▶ [EXERCISE DETAILS] Pick every line out of the entries below that has the string "feat", and copy it.

▶ [DATA EXCERPTS]
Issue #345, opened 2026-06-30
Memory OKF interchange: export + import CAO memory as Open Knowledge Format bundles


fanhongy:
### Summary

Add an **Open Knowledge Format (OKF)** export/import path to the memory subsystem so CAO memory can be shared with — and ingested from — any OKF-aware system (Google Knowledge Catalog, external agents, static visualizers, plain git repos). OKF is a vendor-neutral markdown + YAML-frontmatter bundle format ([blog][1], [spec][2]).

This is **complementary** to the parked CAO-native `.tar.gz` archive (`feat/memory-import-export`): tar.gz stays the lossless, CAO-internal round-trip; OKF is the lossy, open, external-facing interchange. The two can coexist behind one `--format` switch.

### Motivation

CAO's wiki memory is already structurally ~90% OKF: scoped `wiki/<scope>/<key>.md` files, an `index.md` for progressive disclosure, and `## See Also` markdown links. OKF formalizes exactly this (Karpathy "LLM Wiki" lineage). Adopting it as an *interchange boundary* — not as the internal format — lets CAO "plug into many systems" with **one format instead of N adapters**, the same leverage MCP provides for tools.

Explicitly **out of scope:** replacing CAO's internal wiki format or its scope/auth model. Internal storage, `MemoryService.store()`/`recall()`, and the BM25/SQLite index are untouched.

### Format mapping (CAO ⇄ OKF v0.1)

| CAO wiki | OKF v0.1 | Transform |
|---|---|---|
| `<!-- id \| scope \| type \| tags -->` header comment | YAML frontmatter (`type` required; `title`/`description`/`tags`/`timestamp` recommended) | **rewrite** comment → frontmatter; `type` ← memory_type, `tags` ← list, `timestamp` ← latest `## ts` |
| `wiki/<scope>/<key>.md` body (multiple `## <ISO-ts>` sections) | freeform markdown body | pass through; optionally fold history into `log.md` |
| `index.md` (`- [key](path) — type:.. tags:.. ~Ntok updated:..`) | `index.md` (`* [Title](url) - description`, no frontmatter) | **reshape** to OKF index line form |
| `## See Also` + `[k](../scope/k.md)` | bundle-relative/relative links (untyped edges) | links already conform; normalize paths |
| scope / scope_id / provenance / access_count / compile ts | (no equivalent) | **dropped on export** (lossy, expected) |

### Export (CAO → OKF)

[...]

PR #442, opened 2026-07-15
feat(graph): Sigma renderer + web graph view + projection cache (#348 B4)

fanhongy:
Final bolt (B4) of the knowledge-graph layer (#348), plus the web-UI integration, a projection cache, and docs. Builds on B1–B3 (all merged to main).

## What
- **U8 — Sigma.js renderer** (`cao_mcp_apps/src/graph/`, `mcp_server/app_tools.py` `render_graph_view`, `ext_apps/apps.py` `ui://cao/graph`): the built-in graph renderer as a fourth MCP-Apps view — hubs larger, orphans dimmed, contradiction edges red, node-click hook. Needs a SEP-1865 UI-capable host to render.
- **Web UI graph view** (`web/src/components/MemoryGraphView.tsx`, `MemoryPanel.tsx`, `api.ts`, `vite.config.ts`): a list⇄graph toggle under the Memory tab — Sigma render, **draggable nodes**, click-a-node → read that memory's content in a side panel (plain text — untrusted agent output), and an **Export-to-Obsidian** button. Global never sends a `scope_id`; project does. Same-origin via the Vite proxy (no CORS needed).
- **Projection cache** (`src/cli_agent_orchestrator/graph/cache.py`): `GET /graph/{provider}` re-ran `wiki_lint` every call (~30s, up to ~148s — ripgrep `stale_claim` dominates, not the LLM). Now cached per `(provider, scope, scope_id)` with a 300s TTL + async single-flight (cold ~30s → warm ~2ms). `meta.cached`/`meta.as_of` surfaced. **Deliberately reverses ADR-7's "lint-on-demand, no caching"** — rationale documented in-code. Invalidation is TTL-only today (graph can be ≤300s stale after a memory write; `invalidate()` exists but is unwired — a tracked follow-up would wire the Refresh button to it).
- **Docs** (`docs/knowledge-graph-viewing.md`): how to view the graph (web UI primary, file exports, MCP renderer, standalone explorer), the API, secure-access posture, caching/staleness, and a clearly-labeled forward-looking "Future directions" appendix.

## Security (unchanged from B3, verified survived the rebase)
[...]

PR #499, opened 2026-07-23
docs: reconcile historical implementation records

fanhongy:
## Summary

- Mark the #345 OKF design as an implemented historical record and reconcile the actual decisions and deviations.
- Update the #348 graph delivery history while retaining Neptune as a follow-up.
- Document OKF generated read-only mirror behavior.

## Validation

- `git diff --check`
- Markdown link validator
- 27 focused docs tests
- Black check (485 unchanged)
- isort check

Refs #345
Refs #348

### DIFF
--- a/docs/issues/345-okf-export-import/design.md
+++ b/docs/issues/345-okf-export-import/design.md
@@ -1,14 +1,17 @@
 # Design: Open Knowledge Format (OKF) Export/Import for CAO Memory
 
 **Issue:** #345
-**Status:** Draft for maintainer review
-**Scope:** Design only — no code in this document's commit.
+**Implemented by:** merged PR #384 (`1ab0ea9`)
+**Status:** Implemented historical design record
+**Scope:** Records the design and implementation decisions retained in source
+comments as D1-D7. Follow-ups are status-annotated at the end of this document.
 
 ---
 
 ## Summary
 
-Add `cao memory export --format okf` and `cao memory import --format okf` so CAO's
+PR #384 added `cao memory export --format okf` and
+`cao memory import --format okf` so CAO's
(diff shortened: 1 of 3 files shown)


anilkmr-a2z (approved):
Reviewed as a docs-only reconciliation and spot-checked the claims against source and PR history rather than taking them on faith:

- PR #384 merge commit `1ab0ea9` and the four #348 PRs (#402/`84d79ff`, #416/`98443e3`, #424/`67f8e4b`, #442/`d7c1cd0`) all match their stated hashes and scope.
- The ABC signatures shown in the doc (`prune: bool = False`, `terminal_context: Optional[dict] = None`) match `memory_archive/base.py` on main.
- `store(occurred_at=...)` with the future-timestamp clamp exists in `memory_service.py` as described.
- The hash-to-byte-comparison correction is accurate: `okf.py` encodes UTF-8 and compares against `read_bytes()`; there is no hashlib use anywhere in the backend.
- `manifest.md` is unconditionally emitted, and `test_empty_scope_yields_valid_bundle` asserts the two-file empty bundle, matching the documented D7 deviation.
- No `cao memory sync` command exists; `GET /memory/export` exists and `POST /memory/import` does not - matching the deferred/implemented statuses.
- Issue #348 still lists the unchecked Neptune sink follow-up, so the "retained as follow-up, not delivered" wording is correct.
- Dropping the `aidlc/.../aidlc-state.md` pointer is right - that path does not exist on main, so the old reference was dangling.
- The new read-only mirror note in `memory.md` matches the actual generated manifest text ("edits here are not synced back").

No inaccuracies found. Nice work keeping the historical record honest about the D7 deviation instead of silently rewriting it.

▶ [TASK RESPONSE]
This is **complementary** to the parked CAO-native `.tar.gz` archive (`feat/memory-import-export`): tar.gz stays the lossless, CAO-internal round-trip; OKF is the lossy, open, external-facing interchange. The two can coexist behind one `--format` switch.
feat(graph): Sigma renderer + web graph view + projection cache (#348 B4)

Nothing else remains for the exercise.